Seattle Public Schools releases summary of 2012 Healthy Youth Survey
Tue, 05/21/2013
The state-funded Healthy Youth Survey (conducted every two years and sent out to 6th, 8th, 10th and 12th graders) results are in, and provide a glimpse into the healthy and not-so-healthy predilections of Seattle students.
Seattle Public Schools dove into the data and came up with the following trends from the anonymous, voluntary survey conducted in October of 2012:
From SPS
- The percentage of eighth-grade students who engage in 60-plus minutes of physical activity five or more days per week increased from 34 percent in 2008 to 49 percent in 2012.
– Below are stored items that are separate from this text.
PR #3611, opened 2020-07-20
Add telegram /delete command

thopd88:
## Summary
Add Telegram /delete command to immediately delete specific trade in the database

## Quick changelog

- Add Telegram /delete command

### DIFF
--- a/freqtrade/rpc/rpc.py
+++ b/freqtrade/rpc/rpc.py
@@ -6,7 +6,7 @@ from abc import abstractmethod
 from datetime import date, datetime, timedelta
 from enum import Enum
 from math import isnan
-from typing import Any, Dict, List, Optional, Tuple
+from typing import Any, Dict, List, Optional, Tuple, Union
 
 import arrow
 from numpy import NAN, mean
@@ -538,7 +538,7 @@ class RPC:
         else:
             return None
 
-    def _rpc_delete(self, trade_id: str) -> Dict[str, str]:
+    def _rpc_delete(self, trade_id: str) -> Dict[str, Union[str, int]]:
         """
         Handler for delete <id>.
         Delete the given trade and close eventually existing open orders.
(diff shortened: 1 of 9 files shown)


freqtrade/rpc/rpc.py
```diff
@@ -536,6 +536,28 @@ def _rpc_forcebuy(self, pair: str, price: Optional[float]) -> Optional[Trade]:
...
+                trade_filter=[Trade.id == trade_id, ]
+            ).first()
+            if not trade:
+                logger.warning('delete: Invalid argument received')
+                raise RPCException('invalid argument')
+
+            _exec_delete(trade)
+            Trade.session.flush()
+            self._freqtrade.wallets.update()
+            return {'result': f'Deleted trade {trade_id}.'}
```
xmatthias, line 560: I don't think we can accept this part as is (transferred from the other PR).


This works fine if you know exactly what state your trades and exchange account is in.

But in most cases when using telegram you should assume people are "on the road / not at home", so you don't know the details (are there open orders, did orders fill, ...)

There's things / checks we MUST have when deleting a trade:
* does it have open orders 
  * if yes - cancel these - eventually ignoring failures - assuming the order was cancelled on the exchange - but warning the user about it
  * this can have wider consequences - what if the order is half-filled? this could end up in unsellable assets (too low to place a new order)... 
* same for stoploss orders

now the thing is - this is a command to "clean up" if something went wrong. 
However, simply deleting the trade is not always the right approach (see the caveats above with open orders).
e.g. if you did own the asset (buy order was filled) but sold it manually (or the sell order was somehow badly tracked) - then i would want the trade to be "closed" - using a sell-rate - so it still counts against profit / loss.


---

obviously - since this is a crucial part - we will want this covered by tests. 
That's not an issue per se (i can help with tests if you're not familiar with pytest).

thopd88:
Thanks! Sorry I didn't have time to finish it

- Television watching also declined among both middle and high school students. In the 2012 survey, 25 percent of eighth-graders said they watched three or more hours of TV on an average school day; in 2006, that number was 37 percent. The rate of TV viewing among high school students dropped from 28 percent in 2008 to 19 percent in 2012.
- Rates of being bullied in the past month has declined among 6th grade students from 26 percent in 2008 to 22 percent in 2012.
- Alcohol and cigarette use among high school students in Seattle Public Schools has declined during the past four years, while marijuana use remains statistically unchanged.
- Among students who drank alcohol during the past 30 days and who have a usual type of alcohol that they drink, 60 percent reported that hard liquor was their drink of choice.
- Preliminary data analysis shows that among students who report using marijuana in the past month, 39% of them reported that the marijuana came from a medical marijuana dispensary.
- 29 percent of high school students said they have had sexual intercourse in their lifetime, and 61 percent of sexually active high school students reported using a condom at last intercourse.